AIM OF THE TASK
Please restate word for word the line holding "Resolves #4590" and every following line through the end of the entries.

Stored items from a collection
PR #4592, opened 2026-02-27
fix: Return error from CLI when collection not found

### LINKED ISSUE #4590: Return error from CLI.collection commands when collection not found

AndrewSisley:
## Relevant issue(s)

Resolves #4590

## Description

Returns an error from CLI when a collection is not found, instead of dumping the help text with no explanation.  Also brings it inline with the C and Go clients.  Http returns a 404, which I think is appropriate, but I'm not too confident about it.

Also unifies the error messages returned from the C and Go clients when this happens.

### DIFF
--- a/cbindings/collection.go
+++ b/cbindings/collection.go
@@ -68,7 +68,7 @@ func getCollection(
 
 	// Only one collection should match the criteria
 	if len(cols) == 0 {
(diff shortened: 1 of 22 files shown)


ChrisBQu (approved):
LGTM. Appreciate you checking in about potential conflicts with the work I've been doing on this one, by the way.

YOUR RESPONSE
Resolves #4590

## Description

Returns an error from CLI when a collection is not found, instead of dumping the help text with no explanation.  Also brings it inline with the C and Go clients.  Http returns a 404, which I think is appropriate, but I'm not too confident about it.

Also unifies the error messages returned from the C and Go clients when this happens.

### DIFF
--- a/cbindings/collection.go
+++ b/cbindings/collection.go
@@ -68,7 +68,7 @@ func getCollection(
 
 	// Only one collection should match the criteria
 	if len(cols) == 0 {
(diff shortened: 1 of 22 files shown)


ChrisBQu (approved):
LGTM. Appreciate you checking in about potential conflicts with the work I've been doing on this one, by the way.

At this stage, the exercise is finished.